Intelligence: The DIA Pays To Play


August 19,2008:  The U.S. Department of Defense has admitted that its main intel operation, the DIA (Defense Intelligence Agency) has successfully completed a two year test of allowing more DIA counter-intelligence teams to, well, details were not revealed. Normally, such overseas counter-intelligence operations involve feeding false or misleading information to enemy intelligence organizations, or finding out about enemy (or normally friendly nations) attempts to obtain American secrets.

The two year old test used the newly created Counterintelligence Field Activity (CIFA) for these operations. The CIFA will now be merged in with yet another new agency, the Defense Counterintelligence and Human Intelligence Center. The DIA, and other Department of Defense inel operations (the army, navy and air force each have their own), have longed engaged in counterintelligence work. So why yet another such organization? The three services each have specific counter-intel needs. But this new DIA operation can concentrate on big picture operations. There is also the need for more counter-terrorism efforts in general, at least since September 11, 2001 and the apparent renewal of the Cold War. Pakistan's main intel agency (ISI), for example, has been a major target, because ISI harbors many pro-Islamic radical members. That means some people in ISI not only have more knowledge of al Qaeda and Taliban operations than they acknowledge, or share, with the U.S., but also pass on information to the terrorists.

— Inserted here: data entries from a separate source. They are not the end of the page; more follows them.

Issue #1237, opened 2026-08-11
[T09] Close time_settings (21 coordinates)


AustinChangLinksys:
## Parent

#1183

Design of record: `doc/dashboard/dashboard_density_design.md` §1.1, §1.3.

## Branch

**Base: `gate/1183-overflow-gate` (PR #1248). Not `dev-2.7.0`.**

This epic is consolidated onto #1248's branch — #1248 is the only PR that
targets `dev-2.7.0`. Branch from `gate/1183-overflow-gate`, and merge back into
it.

Not a preference. The gate, its fixture, its probe and the design of record are
all introduced *by* #1248 and are **absent on `dev-2.7.0`** (verified with
`git cat-file -e origin/dev-2.7.0:<path>`):

- `test/page/dashboard/cards/dashboard_card_overflow_test.dart`
- `test/fixtures/known_overflows.json`
- `test/util/dashboard/dashboard_card_probe.dart`
- `doc/dashboard/dashboard_density_design.md`

So an acceptance criterion of the form "N coordinates are removed from
`known_overflows.json` and the gate passes" cannot be executed off `dev-2.7.0`
at all. Basing there also re-measures coordinates the landed tickets already
cleared, producing a fixture that conflicts with them and reads as a regression.

## What to build

Time Settings has 21 coordinates from one card-own site plus the shared card-template footer. Both must be fixed for them to turn green, so this ticket waits on #1227 and then does the card-own half.

This card is the one genuine exception in the whole baseline: at a fit width of 288px it is the **only** card that could be fixed by widening instead — raising its minimum span from 3 to 5 columns would give it enough room (§1.3). Every other card would need more than the 12 columns that exist.

Fix the layout anyway. Widening is available here but it is not free: it constrains what users can do on their own dashboard, and 288px is close enough that constraining the content is the smaller cost. Recording *why* we did not take the widening option is part of this ticket, since the option genuinely existed only here.

## Acceptance criteria

- [ ] The card renders clean at its narrowest realization across all 26 locales
- [ ] 21 coordinates are removed from `test/fixtures/known_overflows.json` and the gate passes
- [ ] `time_settings` has no remaining allowlist entries
- [ ] `minColumns` is unchanged, with a comment recording that widening was possible here and was declined in favour of constraining content
- [ ] Timezone names — the longest strings on this card — stay identifiable

## Blocked by

- ~~#1227~~ — **landed** (`208315ed`, `c48de478`, PR #1255). The shared
[...]

PR #1262, opened 2026-08-13
fix(dashboard): wrap the wifi_performance legend rows, and localize the channel readout the Channels tab was hiding behind (#1229, #1266)

AustinChangLinksys:
Closes #1229, closes #1266. Track A of #1183. Design of record: `doc/dashboard/dashboard_density_design.md` §2.10b and §2.10c (both added here).

Base is `gate/1183-overflow-gate` (#1248), not `dev-2.7.0`, per the ticket: the gate, its fixture, its probe and the design of record are all introduced by #1248 and are absent on `dev-2.7.0`, so "N coordinates removed from `known_overflows.json`" is not executable there.

**Two tickets, because the second was found by the first.** #1229 cleared the card's 45 coordinates from the Signal and Speed legends. It also recorded two observations about the Channels tab as deliberately unfixed — and both turned out to be wrong when measured, which is #1266. They ship together because #1266 is ratchet work with coordinates of its own (the #1249 precedent), not gate-invisible hardening (the #1258 one).

---

# Part 1 — #1229: the two legend rows

## The split was measured, not inferred

Both of this card's overflow sites are legend rows of the shape #1226 settled and #1233 replicated six times: a centred `Row` of colour dot, gap, and unconstrained label. Together they are the card's **entire** 45 coordinates.

§1.1's greedy cover credits `:190` with 33 and never names the Speed tab, so the remaining 12 had to be located by re-running §1.1's attribution method scoped to this card:

| Site | Tab | Coordinates |
|---|---|---:|
| `usp_wifi_performance_card.dart:190` | Signal | 33 |
| `usp_wifi_performance_card.dart:275` | Speed | 12 |

No coordinate needs both sites; the total is exactly 45. Inferring the second site from the ticket title would have been a guess with a 12-coordinate blast radius.

## Same shape, same fix, different cause

The locale footprint says which:

- **`:190`** — four entries at a 261px card. Overflows in `en` too (`ru` missed by 149px): **geometry**-bound.
- **`:275`** — two entries. Overflows only in `es`/`es_AR`/`fr`/`fr_CA`/`pt_PT`/`ru`/`tr`: **translation-length**-bound.

That distinction is free to read off the allowlist — `["*"]` means the card is too narrow for the content in any language, a locale list means the layout is fine and one translation is long — and it predicts which sites regress when a string changes versus when spacing changes.

Both rows sit under an `Expanded` holding a `ListView`/`AppBarChart`, so §2.10a point 3's precondition holds and the second run is affordable. **Verified rather than assumed**: re-running attribution after the fix returns 0 incidents at any site, tab or locale, so no bottom overflow was traded in — the exact failure Network Health's fixed 120px gauge produced.

Inter-entry spacing on the Signal tab goes 12px -> 16px, to `AppSpacing.lg` as all six #1233 legends and #1226's use; the measurement says 16px is affordable even at 261px.

## Choosing the mutations turned up a method finding

#1233 and #1228 recorded "verified to fail under a mutation". That is necessary but not sufficient, and this ticket found out why. Every candidate mutation was run against the gate as well:

| mutation | readability test | gate |
|---|---|---|
| drop `SignalTier.fair` from the legend list | 5 fail | green |
| `Row` + `Flexible` entries, no `Wrap` | 3 fail | green |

DIA has long used U.S. Army Special Forces operators for all kinds of intelligence work, and that has increased enormously since September 11, 2001. Special Forces people have been getting more specialized intelligence training, and used as field operatives (out of uniform). The Special Forces are one of the largest pools of people who speak the language, know the culture, and are trained to deal with violent situations in exotic parts of the world. The DIA, and the rest of the intel community, has also been recruiting thousands of new intel operatives, and some of these have proved quite capable (most, alas, have not, but that is normal in this business.) The operators who have a talent for this kind of work are given more resources, and opportunities, which is apparently one of the reasons for the new DIA counter-intel operations. The DIA also has a lot more money for exotic and his risk ops. Unfortunately, it will be two or three decades before details of some of these operations become public. Some of these ops are stranger than fiction. But that's the norm when it comes to counter-intelligence work.